PR #523, opened 2021-05-12
WIP: Add detection of IBM Z Crypto Express Cards

jschintag:
Add feature detection for IBM Crypto Express Cards.
Detect the available crypto cards, their type and the assigned domains.

### DIFF
--- a/source/crypto/cex_s390x.go
+++ b/source/crypto/cex_s390x.go
@@ -1,0 +1,77 @@
+// +build s390x
+
+/*
+Copyright 2021 The Kubernetes Authors
+
+Licensed under the Apache License, Version 2.0 (the "License");
+you may not use this file except in compliance with the License.
+You may obtain a copy of the License at
+
+    http://www.apache.org/licenses/LICENSE-2.0
+
+Unless required by applicable law or agreed to in writing, software
+distributed under the License is distributed on an "AS IS" BASIS,
+WITHOUT WARRANTIES OR CONDITIONS OF ANY KIND, either express or implied.
+See the License for the specific language governing permissions and
+limitations under the License.
+*/
+
+package crypto
+
+import (
+	"io/ioutil"
+	"os"
+	"path"
+	"strings"
+
+	"k8s.io/klog/v2"
+	"sigs.k8s.io/node-feature-discovery/source"
+)
+
+type CEX struct {
+	Name string
+	Type string
+}
+
+func discoverCEX() ([]*CEX, error) {
+	cards := []*CEX{}
+	sysfsBasePath := source.SysfsDir.Path("bus/ap/devices")
+
+	devices, err := ioutil.ReadDir(sysfsBasePath)
+	if err != nil {
+		if os.IsNotExist(err) {
+			return []*CEX{}, nil
+		} else {
+			return nil, err
+		}
+	}
+
+	// Iterate over devices
+	for _, device := range devices {
+		if !strings.HasPrefix(device.Name(), "card") {
+			continue
+		}
+		card, err := readCex(sysfsBasePath, device.Name())
+		if err != nil {
+			klog.Errorf("Failed to read Crypto Express %s: %v", device.Name(), err)
+			continue
+		}
+		cards = append(cards, card)
+	}
+
+	return cards, nil
+}
+
+func readCex(basePath string, name string) (*CEX, error) {
+	card := new(CEX)
+	cardPath := path.Join(basePath, name)
+
+	card.Name = name
+	data, err := ioutil.ReadFile(cardPath + "/type")
+	if err != nil {
+		return nil, err
+	}
+	cardType := string(data)
+	card.Type = strings.Trim(cardType, "\n")
+	return card, nil
+}
--- a/docs/get-started/features.md
+++ b/docs/get-started/features.md
@@ -525,6 +525,14 @@ The **system** feature source supports the following labels:
 |             | VERSION_ID.major | First component of the OS version id (e.g. '6')
 |             | VERSION_ID.minor | Second component of the OS version id (e.g. '7')
 
+### Crypto
+
+The **crypto** feature source supports the following labels:
+
+| Feature     | Attribute        | Description                                 |
+| ----------- | ---------------- | --------------------------------------------|
+| cex         | present          | Node has at least one Crypto Express Adapter
+
 ### Local -- user-specific features
 
 NFD has a special feature source named *local* which is designed for getting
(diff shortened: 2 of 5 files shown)


jschintag:
TODO:

- [ ] Add documentation

source/crypto/cex_s390x.go
```diff
@@ -0,0 +1,91 @@
+// +build s390x
+
+/*
+Copyright 2021 IBM
```
marquiz, line 4: In order to merge this, the copyright should be changed, s/IBM/The Kubernetes Authors/

jschintag: Thank you, i changed it.

jschintag:
I've added the documentation.

One question i have is if it should be it's own source as it now is, or wether it might be added to system? Though i don't know if system should be a sort of catch-all for features that don't fit into other sources.

marquiz:
> I've added the documentation.

Thanks!
 
> One question i have is if it should be it's own source as it now is, or wether it might be added to system? Though i don't know if system should be a sort of catch-all for features that don't fit into other sources.

Not under `system`. However, I was thinking about the name of the source myself. I'm not at all familiar with the `/sys/bus/ap` devices. Is it a separate physical bus so that the devices are not visible under pci bus for example? Is it something more widely used or specific to IBM Z and the crypto applications? Also, I was pondering the name `cex`, is it something "commonly known" or very specific to one driver/device vendor?

What is the designed use case/usage scenario for this? For example, are these labels supposed to be used by end-user workloads directly or by a device plugin or something else?

It also looks like this patch has a potential to spit out a long list of labels. Just wondering are all the details necessary?

zvonkok:
@marquiz Looking at this PR I wondered do we want to have better management of arch specific features. Going forward we will have more architectures and obviously more arch specifics to expose. 

In some cases, we just print out an error on the console if a feature is not available. Should we think of disabling code-path on some archs where they do not make any sense? 

In good old C/C++ days we just used `#ifdef`s on the arch .. :)

zvonkok:
Several times when I looked at the output of NFD I thought I was doing something wrong having so many messages. Adding more features that will just error our on most of the cases could overload the logging .

jschintag:
> Not under `system`. However, I was thinking about the name of the source myself. I'm not at all familiar with the `/sys/bus/ap` devices. Is it a separate physical bus so that the devices are not visible under pci bus for example? Is it something more widely used or specific to IBM Z and the crypto applications? Also, I was pondering the name `cex`, is it something "commonly known" or very specific to one driver/device vendor?
The Crypto Cards under the `/sys/bus/ap` are not visible under pci bus. I think this https://www.kernel.org/doc/html/latest/s390/vfio-ap.html# might explain it in more detail.
The Name CEX refers to the IBM Crypto Express Adapters.
https://www.ibm.com/security/cryptocards

> What is the designed use case/usage scenario for this? For example, are these labels supposed to be used by end-user workloads directly or by a device plugin or something else?
The labels are supposed to allow workloads to be scheduled on nodes with crypto capabilities. This can either happen through the user directly or be automated by custom schedulers.

> It also looks like this patch has a potential to spit out a long list of labels. Just wondering are all the details necessary?
This could indeed split out a long list of labels for a node. However for cryptographic operations it would be necessary to know what mode the card is currently in (Coprocessor, Accelerator or EP11), as well at what domains are available, as they have individual master keys and unless configured with the same master keys, stored keys would not be portable between domains.

jschintag:
> Several times when I looked at the output of NFD I thought I was doing something wrong having so many messages. Adding more features that will just error our on most of the cases could overload the logging .

@zvonkok Do you see any errors/new messages with this PR? I haven't tested it on archs other than s390x, but it should not do anything on them.

zvonkok:
@jschintag Can you provide here an output on how this would look like? I am following also another use-case where such things like the CEX labels could help. 

Will check it on my systems, too. I was relating to other features that log an Error if some things are missing or not configured.

jschintag:
@zvonkok Here. Though i doubt anyone would have that many cards. At most 3 cards, one for each mode. I have here multiple generations for testing purposes. As you can see they all have only one domain attached to the host.
```
                    feature.node.kubernetes.io/crypto-cex.card00=CEX6A
                    feature.node.kubernetes.io/crypto-cex.card01=CEX5A
                    feature.node.kubernetes.io/crypto-cex.card02=CEX5C
                    feature.node.kubernetes.io/crypto-cex.card03=CEX5P
                    feature.node.kubernetes.io/crypto-cex.card04=CEX7A
                    feature.node.kubernetes.io/crypto-cex.card06=CEX7C
                    feature.node.kubernetes.io/crypto-cex.card08=CEX7P
                    feature.node.kubernetes.io/crypto-cex.card0a=CEX7A
                    feature.node.kubernetes.io/crypto-cex.domain_00.003d=true
                    feature.node.kubernetes.io/crypto-cex.domain_01.003d=true
                    feature.node.kubernetes.io/crypto-cex.domain_02.003d=true
                    feature.node.kubernetes.io/crypto-cex.domain_03.003d=true
                    feature.node.kubernetes.io/crypto-cex.domain_04.003d=true
                    feature.node.kubernetes.io/crypto-cex.domain_06.003d=true
                    feature.node.kubernetes.io/crypto-cex.domain_08.003d=true
                    feature.node.kubernetes.io/crypto-cex.domain_0a.003d=true
                    feature.node.kubernetes.io/crypto-cex.present=true
```

marquiz:
> @marquiz Looking at this PR I wondered do we want to have better management of arch specific features. Going forward we will have more architectures and obviously more arch specifics to expose.
> 
> In some cases, we just print out an error on the console if a feature is not available. Should we think of disabling code-path on some archs where they do not make any sense?

Ha, how come I was thinking about exactly the same annoyance when looking at this patch 😅  I think it's not that much about arch-specific code but just system configurations and hw-differences which we do not handle in a precise manner.

Anyway, I think we need to do something about that. Those errors are very annoying and misleading (e.g. many systems don't have selinux and those always get an selinux related error 😬 ). Most of those are caused by old-ish code, sort of legacy.

jschintag:
Regarding the labels, i had a discussion with a few of my colleagues, we will take a look at the labels and see if we need to change them for the CEX enablement on s390x.

I'll keep the PR as WIP for now.

marquiz:
@jschintag still working on this?

jschintag:
At the moment i'm not working on this. It might be picked up again in the future, but right now CEX and Kubernetes are more at Home here https://github.com/ibm-s390-cloud/k8s-cex-dev-plugin

marquiz:
> At the moment i'm not working on this. It might be picked up again in the future, but right now CEX and Kubernetes are more at Home here https://github.com/ibm-s390-cloud/k8s-cex-dev-plugin

👍 Thanks for the update.

You might want some detection of the hardware in order to "optimize" the deployment, only deploying the device plugin on the nodes that actually have the HW it is managing(?)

* Exercise prompt: Return, from the material above, each line holding the string "pondering".

* Solution to this task:
Not under `system`. However, I was thinking about the name of the source myself. I'm not at all familiar with the `/sys/bus/ap` devices. Is it a separate physical bus so that the devices are not visible under pci bus for example? Is it something more widely used or specific to IBM Z and the crypto applications? Also, I was pondering the name `cex`, is it something "commonly known" or very specific to one driver/device vendor?
> Not under `system`. However, I was thinking about the name of the source myself. I'm not at all familiar with the `/sys/bus/ap` devices. Is it a separate physical bus so that the devices are not visible under pci bus for example? Is it something more widely used or specific to IBM Z and the crypto applications? Also, I was pondering the name `cex`, is it something "commonly known" or very specific to one driver/device vendor?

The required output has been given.